Activity: The output should be identical to the entries that follow.

Source information:
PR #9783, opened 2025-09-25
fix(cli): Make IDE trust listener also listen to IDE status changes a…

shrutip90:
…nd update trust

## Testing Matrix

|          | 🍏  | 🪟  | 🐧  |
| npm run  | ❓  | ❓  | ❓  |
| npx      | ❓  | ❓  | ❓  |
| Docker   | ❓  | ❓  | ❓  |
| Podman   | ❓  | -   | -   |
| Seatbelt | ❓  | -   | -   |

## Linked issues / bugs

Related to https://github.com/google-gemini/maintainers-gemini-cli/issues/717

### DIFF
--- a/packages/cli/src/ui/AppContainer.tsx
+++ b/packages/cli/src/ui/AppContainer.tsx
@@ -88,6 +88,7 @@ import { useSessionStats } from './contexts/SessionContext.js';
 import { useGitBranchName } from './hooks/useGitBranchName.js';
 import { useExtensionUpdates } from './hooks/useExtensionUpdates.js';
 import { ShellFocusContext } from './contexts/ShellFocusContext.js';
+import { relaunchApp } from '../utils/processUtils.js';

Exercise output:
PR #9783, opened 2025-09-25
fix(cli): Make IDE trust listener also listen to IDE status changes a…

shrutip90:
…nd update trust

## Testing Matrix

|          | 🍏  | 🪟  | 🐧  |
| npm run  | ❓  | ❓  | ❓  |
| npx      | ❓  | ❓  | ❓  |
| Docker   | ❓  | ❓  | ❓  |
| Podman   | ❓  | -   | -   |
| Seatbelt | ❓  | -   | -   |

## Linked issues / bugs

Related to https://github.com/google-gemini/maintainers-gemini-cli/issues/717

### DIFF
--- a/packages/cli/src/ui/AppContainer.tsx
+++ b/packages/cli/src/ui/AppContainer.tsx
@@ -88,6 +88,7 @@ import { useSessionStats } from './contexts/SessionContext.js';
 import { useGitBranchName } from './hooks/useGitBranchName.js';
 import { useExtensionUpdates } from './hooks/useExtensionUpdates.js';
 import { ShellFocusContext } from './contexts/ShellFocusContext.js';
+import { relaunchApp } from '../utils/processUtils.js';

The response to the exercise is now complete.